Okay, the Before code isn’t very readable either. But at least it’s relatively easy to figure out.
And @j8r’s improvement makes it much better than the pattern matching variant IMO.

For the first example, I’d prefer the syntax proposed in https://github.com/crystal-lang/crystal/pull/10410 which would conceptually even be simpler than the pattern matching:

a, b, *rest = [1, 2, 3, 4, 5, 6, 7]

I think that fits very well with Crystal’s idioms.

I don’t have a clear opinion on the second example, but I would question why you have an array with types Circle, Int32, Int32 in the first place.

Overall, I’m sceptical. But not necessarily opposed to the proposal. Might just be missing the right arguments.
Sure, it’s nice to have such a feature. But I’m in doubt about the practical relevance (for now).

6 Likes

I’d be inclined to believe that pattern matching would be more useful in instances where classes/structs have nilable types.

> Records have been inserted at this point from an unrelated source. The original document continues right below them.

PR #2809, opened 2026-08-08
fix: Simpler ShaderGenerator lifetime

iwoplaza:
The main idea behind this change is to create a generator per resolution pass (tgpu.resolve call, root.unwrap(pipeline), ...). This makes it very easy to not have to think about nested resolves (which we want to support because of @typegpu/three)

### DIFF
--- a/packages/typegpu/src/core/root/init.ts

As an example from an actual project I’m working on:

abstract class ParamType
  # body omitted for brevity
end

class FlagsParam < ParamType
  # no params
  # body omitted for brevity
end

class NormalParam < ParamType
  getter type : Type
  getter flag : Flag?
  
  # remainder omitted for brevity
end

Here we have 2 cases which generally require a case statement or an if/else statement. 1) We need to know which ParamType we’re working with since both have different attributes, and 2) when working with a NormalParam we have an optional parameter flag. Right now I have to do something like this:

# example function
def parse_params(params : Array(ParamType))
  params.each do |param|
    case param
    when FlagsParam
      # do something
    when NormalParam
      if flag = param.flag
        # do something
      else
        # do something else
      end
    end
  end
end

And this works fine. I have few complaints. However I do believe case statements could be extended with additional pattern matching capabilities so as to make things less verbose. Maybe something like the following:

# example function
def parse_params(params : Array(ParamType))
  params.each do |param|
    case param
    when FlagsParam
      # do something
    when NormalParam { flag: !it.nil? }
      # do something with flag
    end
  end
end

The real power would come from nested values though:

# example function
def parse_params(params : Array(ParamType))
  params.each do |param|
    case param
    when FlagsParam
      # do something
    when NormalParam { flag: nil, type: { a, b: 32 } }
      # do something with a and b (knowing that b == 32)
    end
  end
end

Admittedly this idea is 100% from the way Rust does things, but the idea is that the curly braces would act somewhat as a less verbose case statement where the left-hand arguments (if matched) are passed to the block.

Just my two cents. I feel like there are cases where the proposed pattern matching could be useful, but for the most part I think we’d be fine just extending case to handle more patterns.